Her eyes narrowed. "Surviving. As you are." She glanced past him, scanning the shadows. "The streets are not kind to those who linger."
Cassian lowered his pistol slightly, though he didn't relax. "You've been here a while."
"Longer than you." Her tone was clipped, as if the words themselves irritated her. "I've seen what this place does to those who stay too long." Her gaze flicked back to him, sharp and searching. "And you? What madness brought you here?"
Cassian hesitated. He wasn't about to pour his heart out to a xenos. "Wrong place. Wrong time."
Her lips curled in a mocking smile. "How very… human."
They stood in silence, the weight of the city pressing down on them. Cassian's mind raced. She was dangerous. He knew that. The Eldari were killers, arrogant and cunning. But she was alive. And in this place, that meant something.

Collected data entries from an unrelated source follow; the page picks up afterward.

PR #3731, opened 2026-04-20
Qwen 3 asr support

dhandhalyabhavik:
## Overview

Add Qwen3-ASR (Qwen/Qwen3-ASR-0.6B and Qwen/Qwen3-ASR-1.7B) speech recognition support to the `WhisperPipeline`. The pipeline auto-detects Qwen3-ASR models from `config.json` and uses a dedicated encoder-decoder flow with chat-template prompt construction and audio pad token injection — no changes to the public API. This depends on [optimum-intel PR #1677](https://github.com/huggingface/optimum-intel/pull/1677) for OpenVINO IR export support.

## What has changed

| # | File | Changed Lines | Purpose |
|---|------|:---:|---------|
| 1 | `src/cpp/include/openvino/genai/whisper_pipeline.hpp` | +1 | Forward-declare `Qwen3ASRPipelineStatefulImpl` so the pipeline class can instantiate it |
| 2 | `src/cpp/src/whisper/config.hpp` | +15 | Add `model_type`, `audio_token_id`, `audio_start_token_id`, `audio_end_token_id` fields and `is_qwen3_asr()` helper to `WhisperConfig` |
| 3 | `src/cpp/src/whisper/config.cpp` | +14 | Parse `model_type` and Qwen3-ASR specific token IDs from the `thinker_config` section of `config.json` |
| 4 | `src/cpp/src/whisper/pipeline.cpp` | +107 | Add `Qwen3ASRPipelineStatefulImpl` class with encoder compilation, decoder loading, generate loop, and `<asr_text>` output prefix stripping; modify constructor to auto-detect model type |
| 5 | `src/cpp/src/whisper/qwen3_asr.hpp` | +32 (new) | Declare `qwen3_asr_generate()` function signature |
| 6 | `src/cpp/src/whisper/qwen3_asr.cpp` | +305 (new) | Implement Qwen3-ASR generate: mel feature extraction → encoder inference → chat-template prompt building with audio pad tokens → autoregressive decoding via existing `WhisperDecoder` and `Sampler` infrastructure |
| 7 | `samples/python/whisper_speech_recognition/benchmark_qwen3_asr.py` | +187 (new) | Benchmark script using genai built-in `PerfMetrics` to measure throughput (tok/s), TTFT, TPOT, RTF with GPU cache support |
| 8 | `tests/python_tests/test_qwen3_asr_pipeline.py` | +161 (new) | End-to-end test suite: silence, sine wave, real speech transcription, max_new_tokens, perf metrics, streamer callback |

[...]

PR #3515, opened 2026-03-18
Unified ASR Pipeline for Whisper and Paraformer-zh model

padatta:
## Summary
This PR adds comprehensive tests for both Whisper and Paraformer ASR models through a unified ASRPipeline interface.

### Python Tests (`test_asr_pipeline.py`)

- ✅ Add unified `ASRPipeline` wrapper that auto-detects model type (Whisper/Paraformer)
- ✅ Support `WhisperPipeline` when native `ASRPipeline` is not available (compatibility)
- ✅ Add `ParaformerPipeline` implementation with FBANK feature extraction
- ✅ Fix dataset loading to remove deprecated `trust_remote_code` parameter
- ✅ Mirror `test_whisper_pipeline.py` test coverage for both model types

### C++ Tests (`asr_pipeline.cpp`)
- ✅ Add multi-path fallback for model detection to support docker and dev environments
- ✅ Environment variables: `WHISPER_MODEL_DIR`, `PARAFORMER_MODEL_DIR`

### Running Tests

**Python tests:**
```bash
# With environment variables
export WHISPER_MODEL_PATH=/path/to/whisper-base-ov
export PARAFORMER_MODEL_PATH=/path/to/paraformer-zh/ov_models
pytest tests/python_tests/test_asr_pipeline.py -v

# Without env vars (uses auto-detection)
pytest tests/python_tests/test_asr_pipeline.py -v
```
**C++ tests:**
```bash
# With environment variables
export WHISPER_MODEL_DIR=/path/to/whisper-base-ov
export PARAFORMER_MODEL_DIR=/path/to/paraformer-zh/ov_models
./build/tests/cpp/openvino_genai_tests --gtest_filter="ASRPipeline*"

# Without env vars (uses fallback paths)
./build/tests/cpp/openvino_genai_tests --gtest_filter="ASRPipeline*"
```

PR #3893, opened 2026-05-21
Add ASRPipeline interface

as-suvorov:
## Description

There are requests for new automatic speech recognition models support: Qwen3-asr (https://github.com/openvinotoolkit/openvino.genai/pull/3731), Paraformer-zh (https://github.com/openvinotoolkit/openvino.genai/pull/3515).
Current automatic speech recognition implementation is model specific - [WhisperPipeline](https://github.com/openvinotoolkit/openvino.genai/blob/master/src/cpp/include/openvino/genai/whisper_pipeline.hpp).
In order to support new asr models there is a proposal for model-agnostic `ASRPipeline`. Proposed interface is a copy of `WhisperPipeline` except decoded results chunk unification, described in a section below.

**Pipeline interface** mirrors `WhisperPipeline` (same generate/config/tokenizer pattern):

```cpp
ASRPipeline pipe("model_path", "CPU");
auto result = pipe.generate(audio, ov::genai::language("<|en|>"), ov::genai::return_timestamps(true));
```

**Monolithic `ASRGenerationConfig`** — single value-type config containing all ASR model parameters. Model-specific fields are ignored by irrelevant backends.

**Unified `ASRDecodedResultChunk`** — replaces two separate WhisperPipeline structs (`WhisperDecodedResultChunk` + `WhisperWordTiming`) with one struct used for both segment-level and word-level timestamps:

```cpp
struct ASRDecodedResultChunk {
    float start_ts;
    float end_ts;
    std::string text;
    std::vector<int64_t> token_ids;
};
```

CVS-###

Fixes #(issue)

## Checklist:
- [ ] I have made corresponding changes to the documentation. - To be added in a separate PR


samples/cpp/automatic_speech_recognition/CMakeLists.txt
```diff
@@ -3,8 +3,8 @@
 
 find_package(OpenVINOGenAI REQUIRED
     PATHS
-        "${CMAKE_BINARY_DIR}"  # Reuse the package from the build.
-        ${OpenVINO_DIR}  # GenAI may be installed alogside OpenVINO.
+    "${CMAKE_BINARY_DIR}" # Reuse the package from the build.
+    ${OpenVINO_DIR} # GenAI may be installed alogside OpenVINO.
```
Wovchena:
```suggestion
        "${CMAKE_BINARY_DIR}" # Reuse the package from the build.
        ${OpenVINO_DIR} # GenAI may be installed alogside OpenVINO.
```
Both lines are PATHS

src/cpp/include/openvino/genai/automatic_speech_recognition/generation_config.hpp
```diff
@@ -0,0 +1,120 @@
...
+    std::optional<std::string> hotwords = std::nullopt;
+
+    void update_generation_config(const ov::AnyMap& config_map = {});
+
+    template <typename... Properties>
+    util::EnableIfAllStringAny<void, Properties...> update_generation_config(Properties&&... properties) {
+        return update_generation_config(ov::AnyMap{std::forward<Properties>(properties)...});
+    }
+
+    void validate() const;
```
Wovchena: Inheritance conflicts with methods being non virtual. It's a good moment to avoid inheritance and methods like it was done for new `VideoGenerationConfig`

src/cpp/include/openvino/genai/automatic_speech_recognition/generation_config.hpp
```diff
@@ -0,0 +1,120 @@
...
+     * Can be used to steer the model to use particular spellings or styles.
+     *
+     * Example:
+     *  auto result = pipeline.generate(raw_speech);
+     *  //  He has gone and gone for good answered Paul Icrom who...
+     *
+     *  auto result = pipeline.generate(raw_speech, ov::genai::hotwords("Polychrome"));
+     *  //  He has gone and gone for good answered Polychrome who...
+     */
+    std::optional<std::string> hotwords = std::nullopt;
```
Wovchena, line 81: Is there difference between empty `string` and `nullopt`? If not, remove `optional` for `initial_prompt` and `hotwords`

src/cpp/include/openvino/genai/automatic_speech_recognition/pipeline.hpp
```diff
@@ -0,0 +1,98 @@
...
+
+    operator std::string() const {
+        std::stringstream ss;
+        ss << *this;
+        return ss.str();
+    };
+
+    operator std::vector<std::string>() const {
+        return texts;
+    };
```
Wovchena, line 48: What is implicit cast for? Adding `.texts` isn't difficult in code

src/cpp/include/openvino/genai/automatic_speech_recognition/pipeline.hpp
```diff
@@ -0,0 +1,98 @@
...
+        for (size_t i = 0; i < dr.texts.size() - 1; ++i) {
+            os << std::to_string(dr.scores[i]) << ": " << dr.texts[i] << '\n';
+        }
+        return os << std::to_string(dr.scores.back()) << ": " << dr.texts.back();
+    }
+};
+
+class OPENVINO_GENAI_EXPORTS ASRPipeline {
+    class ASRPipelineImplBase;
+    class WhisperASRPipelineAdapter;
```
Wovchena:
```suggestion
```

src/cpp/src/automatic_speech_recognition/pipeline.cpp
```diff
@@ -0,0 +1,94 @@
...
+}  // namespace
+
+namespace ov::genai {
+
+ASRPipeline::ASRPipeline(const std::filesystem::path& models_path,
+                         const std::string& device,
+                         const ov::AnyMap& properties) {
+    const ASRModelType model_type = read_model_type(models_path);
+
+    if (model_type == ASRModelType::WHISPER) {
```
Wovchena: Replace with `switch`

src/cpp/src/automatic_speech_recognition/whisper_asr_pipeline_adapter.hpp
```diff
@@ -0,0 +1,113 @@
+// Copyright (C) 2026 Intel Corporation
+// SPDX-License-Identifier: Apache-2.0
+
+#pragma once
+
+#include "automatic_speech_recognition/pipeline_base.hpp"
+#include "openvino/genai/whisper_pipeline.hpp"
+
+namespace {
```
Wovchena:
```suggestion
```
Avoid anonymous namespace in headers

src/python/py_asr_pipeline.cpp
```diff
@@ -0,0 +1,343 @@
...
+        .def_property_readonly("texts",
+                               [](const ASRDecodedResults& dr) -> py::typing::List<py::str> {
+                                   return pyutils::handle_utf8((std::vector<std::string>)dr);
+                               })
+        .def_readonly("scores", &ASRDecodedResults::scores)
+        .def_readonly("language", &ASRDecodedResults::language)
+        .def_readonly("chunks", &ASRDecodedResults::chunks)
+        .def_readonly("words", &ASRDecodedResults::words)
+        .def_readonly("perf_metrics", &ASRDecodedResults::perf_metrics)
+        .def("__str__", [](const ASRDecodedResults& dr) -> py::str {
```
Wovchena: `__repr__` should be defined instead or additionally because it's used in interactive debugging

src/cpp/src/automatic_speech_recognition/pipeline.cpp
as-suvorov: Why?

src/cpp/include/openvino/genai/automatic_speech_recognition/pipeline.hpp
as-suvorov: Thanks for catch! Fixed

src/cpp/include/openvino/genai/automatic_speech_recognition/pipeline.hpp
as-suvorov: It's just copy of whisper and common `DecodedResults` operator. Added just to be aligned with them

src/cpp/src/automatic_speech_recognition/pipeline.cpp
Wovchena: That's more C++ style. It's also used in examples in https://isocpp.github.io/CppCoreGuidelines/CppCoreGuidelines#enum2-use-enumerations-to-represent-sets-of-related-named-constants
Not relevant but FYI, switch compiles into tree instead of sequential checks

src/cpp/include/openvino/genai/automatic_speech_recognition/generation_config.hpp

Finally, she lowered her blade, though her eyes never left his. "If you wish to live, Mon-kleigh, I suggest you keep quiet. The shadows have ears."
Cassian exhaled slowly, lowering his pistol. "Fine. Lead the way."
She arched a delicate brow. "Lead? No. You'll keep up. Or you'll die."
With that, she turned, slipping back into the darkness without a sound. Cassian watched her for a moment, then followed, each step echoing softly in the silence.
The city loomed around them, the shadows shifting, watching. Somewhere in distance, the laughter began again. Soft and Insidious.